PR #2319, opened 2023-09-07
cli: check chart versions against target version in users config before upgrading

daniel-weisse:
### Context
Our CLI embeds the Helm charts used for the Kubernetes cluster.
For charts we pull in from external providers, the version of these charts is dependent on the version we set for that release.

━━━━━━━━

(Assigned task) The full listing should be output exactly, line for line.

(Answer box)
PR #2319, opened 2023-09-07
cli: check chart versions against target version in users config before upgrading

daniel-weisse:
### Context
Our CLI embeds the Helm charts used for the Kubernetes cluster.
For charts we pull in from external providers, the version of these charts is dependent on the version we set for that release.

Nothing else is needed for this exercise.